Est-on au cœur de la Békaa ? Dans le Koura, peut-être ? Ou bien dans le Akkar, allez savoir ? Quelle est donc cette plaine qui s’étire comme dans un rêve et où se promène ce fier personnage à la mode des années 40 ? S’agit-il d’un riche exploitant agricole ?
Bien heureusement, dans ce cas précis, l’honneur du collectionneur est sauf et sa curiosité satisfaite : tout amateur qu’il est, l’auteur de la photo a pris soin d’en préciser le lieu au dos, et même la date : lundi 26 mai 1947. Et c’est là qu’apparaît enfin, comme un révélateur photographique, l’intérêt véritable de la scène. À y regarder de plus près, on comprend que ces arbres sont loin d’être fruitiers : ce sont des tamaris, utilisés comme brise-vent depuis l’Antiquité sur nos latitudes où l’air marin est mortel pour les cultures du littoral. Le tamaris, qui semble avoir apprivoisé les caprices de notre climat aussi imprévisible que le caractère de notre peuple, a également la faculté extraordinaire de s’accommoder de l’eau salée, sel qu’il exsude ensuite par son feuillage caduc. Et, comme nos compatriotes, toute branche de tamaris éparpillée par les éléments est capable de prendre racine là où elle tombe pour donner vie à un nouvel arbre ! Non, décidément, le tamaris ne s’avoue jamais vaincu, raison pour laquelle nos ancêtres l’ont aussi utilisé pour délimiter leurs biens-fonds.

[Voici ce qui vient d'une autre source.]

PR #36, opened 2021-08-24
Fix non-ISO months arithmetic

justingrant:
Port of https://github.com/tc39/proposal-temporal/pull/1761

### DIFF
--- a/lib/calendar.ts
+++ b/lib/calendar.ts
@@ -829,10 +829,29 @@ const nonIsoHelperBase: NonIsoHelperBase = {
   addMonthsCalendar(calendarDate, months, overflow, cache) {
     const { day } = calendarDate;
     for (let i = 0, absMonths = MathAbs(months); i < absMonths; i++) {
-      const days = months < 0 ? -this.daysInPreviousMonth(calendarDate, cache) : this.daysInMonth(calendarDate, cache);
+      const { month } = calendarDate;
+      const oldCalendarDate = calendarDate;
+      const days =
+        months < 0
+          ? -Math.max(day, this.daysInPreviousMonth(calendarDate, cache))
+          : this.daysInMonth(calendarDate, cache);
       const isoDate = this.calendarToIsoDate(calendarDate, 'constrain', cache);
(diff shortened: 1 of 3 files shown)


ptomato:
Let's keep the review over on proposal-temporal for now, but I wanted to add that it might be worth restructuring this algorithm to better match [AddISODate](https://tc39.es/proposal-temporal/#sec-temporal-addisodate) which would involve generalizing BalanceISOYearMonth, BalanceISODate, and RegulateISODate to other calendars. Of course, it may not be worth it, if we change this polyfill to use, say, an implementation not based on Intl.DateTimeFormat...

Au début de l’ère de l’indépendance du Liban, les autorités municipales ont décidé de planter sur la corniche de Aïn el-Mreissé, cadre inattendu de cette photo, des tamaris, seul arbre capable de résister au vent qui balaie les lieux et d’offrir une ombre bienfaisante par forte chaleur. Les arbres tout jeunes se préparent à peupler les photos d’enfance de nos parents qui passeront par là en famille et s’amuseront à y grimper. Ils perdureront avec très peu d’entretien et encore moins d’exigences jusqu’à la guerre de 1975, avant d’être massacrés par les obus et l’indifférence générale puis remplacés par les palmiers sans caractère qui veillent désormais sur une des plus belles corniches du monde.